A little story from my own matchplay I will never forget in my whole lifetime: In 1992 I was playing pro Rod Harrington (world ranked #1 then) in the QF of Austrian Open. In the first leg, he was on a double, and it was my turn on 57. The first dart (surely aimed at a big 17) was a nice big 3. Okay, okay, I admit I was nervous. Now I had 54, and was to decide what to aim for with my 2nd dart. I chose 18, having in mind that a miss to 4 would leave me an 'emergency exit' on double bull. Now of course the miss on 17 had hit my confidence, and in such situations it is quite common that the 'emergency exit' becomes the most likely outcome for this dart, just because you thought of it. And, bingo, the second dart landed straight in the 4 bed. Now bull's eye with the last. Most difficult target on the board. Imagine where it landed? Exactly in the middle...
Everyone of us has his personal 'dart tales', and the above is my favourite. This was the only leg I won in the match, but it was somehow 'in style'. And it leads to the topic of this issue - why it sometimes is more difficult to hit preparing singles than deciding doubles.
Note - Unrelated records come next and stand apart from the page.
PR #605, opened 2022-12-15
Update help text for adt invoke command example according to sample DTDL

Elsie4ever:

### General Guidelines

Intent for Production

Basic expectations

This pr address this issue[issue](https://github.com/Azure/azure-cli/issues/18461), according to the [DTDL sample](https://github.com/Azure/opendigitaltwins-dtdl/blob/master/DTDL/v2/samples/TemperatureController.json), the payload passed in successfully when it's only "5" instead of '{"delay":5}'

### DIFF
--- a/azext_iot/iothub/_help.py
+++ b/azext_iot/iothub/_help.py
@@ -107,7 +107,7 @@ def load_iothub_help():
           text: >
             az iot hub digital-twin invoke-command --command-name {command_name} -n {iothub_name} -d {device_id} --payload '{"property_name": "property_value"}'
 
-        - name: Invoke root level command "reboot" which takes a payload named "delay" conforming to DTDL model:
+        - name: Invoke root level command "reboot" which takes a payload named "delay" conforming to DTDL model -
           https://github.com/Azure/opendigitaltwins-dtdl/blob/master/DTDL/v2/samples/TemperatureController.json.
           text: >
             az iot hub digital-twin invoke-command --command-name reboot -n {iothub_name} -d {device_id} --payload 5
--- a/azext_iot/iothub/_help.py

Let's analyze the above situation: 57 with 3 darts is - against an opponent like Rod - simply a must outshot. And it requires only a single to get a chance on a double. Did I say 'only' a single? A single is - on any occasion - a must hit for an experienced player. This must - situation puts an enormous pressure on it. You may normally hit singles by 95 percent or better, at such a stage it becomes difficult anyway. You know it is big, you know it is easy, and therefore you must not miss, because you rarely ever do. It is much different than, let's say, you have a 96 out shot where you need a treble, and you know this isn't easy - you have of course a good chance to hit, but you don't have to. Now I had the miss on the 17, and I decided to play 'safe' - on the 18. Again, a single, and again, a miss. Now third dart on the bull. Again a must hit - but wait! A must hit to win the leg, yes. But really a must? No, it is too difficult. That's the huge difference. The dart is difficult to hit, but easy to play mentally, simply because, different from the single, everybody, including you, understands if you miss it. I could swear, although bull is the most difficult double, in this situation, with two single misses, I wouldn't have hit any other target with the third dart.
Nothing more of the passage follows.